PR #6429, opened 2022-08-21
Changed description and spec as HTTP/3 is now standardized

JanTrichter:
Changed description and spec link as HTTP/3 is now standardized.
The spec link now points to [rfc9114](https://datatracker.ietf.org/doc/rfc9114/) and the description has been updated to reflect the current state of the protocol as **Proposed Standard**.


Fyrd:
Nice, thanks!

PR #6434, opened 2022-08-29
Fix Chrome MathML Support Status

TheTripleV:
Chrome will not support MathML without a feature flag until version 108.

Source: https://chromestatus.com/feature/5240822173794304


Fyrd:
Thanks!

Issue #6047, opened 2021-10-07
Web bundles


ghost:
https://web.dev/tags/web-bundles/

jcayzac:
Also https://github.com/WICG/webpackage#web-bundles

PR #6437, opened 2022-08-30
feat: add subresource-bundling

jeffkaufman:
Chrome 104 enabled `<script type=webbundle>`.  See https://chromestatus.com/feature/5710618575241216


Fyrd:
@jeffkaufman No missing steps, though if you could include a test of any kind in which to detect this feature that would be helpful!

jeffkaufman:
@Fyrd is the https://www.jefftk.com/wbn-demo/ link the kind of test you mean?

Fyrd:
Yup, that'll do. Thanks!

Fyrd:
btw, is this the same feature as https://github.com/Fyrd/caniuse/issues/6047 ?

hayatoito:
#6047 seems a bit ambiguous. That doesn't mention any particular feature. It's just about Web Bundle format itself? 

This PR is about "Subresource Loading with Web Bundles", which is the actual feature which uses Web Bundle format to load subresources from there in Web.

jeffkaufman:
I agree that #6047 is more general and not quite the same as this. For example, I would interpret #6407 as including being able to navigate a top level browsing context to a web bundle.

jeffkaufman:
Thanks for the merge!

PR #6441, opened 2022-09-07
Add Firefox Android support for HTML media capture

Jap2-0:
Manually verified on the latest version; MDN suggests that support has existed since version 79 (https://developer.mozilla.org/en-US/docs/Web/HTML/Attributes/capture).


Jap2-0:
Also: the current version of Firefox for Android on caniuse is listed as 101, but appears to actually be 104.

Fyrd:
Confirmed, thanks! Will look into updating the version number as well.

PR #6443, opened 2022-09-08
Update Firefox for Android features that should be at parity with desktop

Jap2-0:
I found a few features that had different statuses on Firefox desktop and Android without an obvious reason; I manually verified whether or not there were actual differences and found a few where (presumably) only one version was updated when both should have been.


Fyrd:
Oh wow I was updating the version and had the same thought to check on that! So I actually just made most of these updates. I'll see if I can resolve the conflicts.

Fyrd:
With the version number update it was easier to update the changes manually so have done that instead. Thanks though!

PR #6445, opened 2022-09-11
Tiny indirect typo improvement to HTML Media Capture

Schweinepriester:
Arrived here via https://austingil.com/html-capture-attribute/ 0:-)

▬▬▬

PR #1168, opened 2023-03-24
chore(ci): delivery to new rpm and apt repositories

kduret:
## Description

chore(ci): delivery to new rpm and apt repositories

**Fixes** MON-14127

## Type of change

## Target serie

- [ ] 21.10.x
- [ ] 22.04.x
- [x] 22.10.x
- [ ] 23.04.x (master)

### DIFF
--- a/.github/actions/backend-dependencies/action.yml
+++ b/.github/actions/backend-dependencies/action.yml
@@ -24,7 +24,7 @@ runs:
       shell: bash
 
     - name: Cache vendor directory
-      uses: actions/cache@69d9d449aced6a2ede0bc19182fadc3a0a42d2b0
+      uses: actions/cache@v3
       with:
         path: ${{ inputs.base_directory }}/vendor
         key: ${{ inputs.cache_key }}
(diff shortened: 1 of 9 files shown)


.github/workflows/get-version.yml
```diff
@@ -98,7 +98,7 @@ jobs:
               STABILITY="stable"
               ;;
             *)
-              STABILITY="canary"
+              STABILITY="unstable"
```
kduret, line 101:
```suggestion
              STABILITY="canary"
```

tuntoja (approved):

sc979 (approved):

▬▬▬

Filter the records above for lines containing the word "would", and copy those lines.

SOLUTION BELOW:
@jeffkaufman No missing steps, though if you could include a test of any kind in which to detect this feature that would be helpful!
I agree that #6047 is more general and not quite the same as this. For example, I would interpret #6407 as including being able to navigate a top level browsing context to a web bundle.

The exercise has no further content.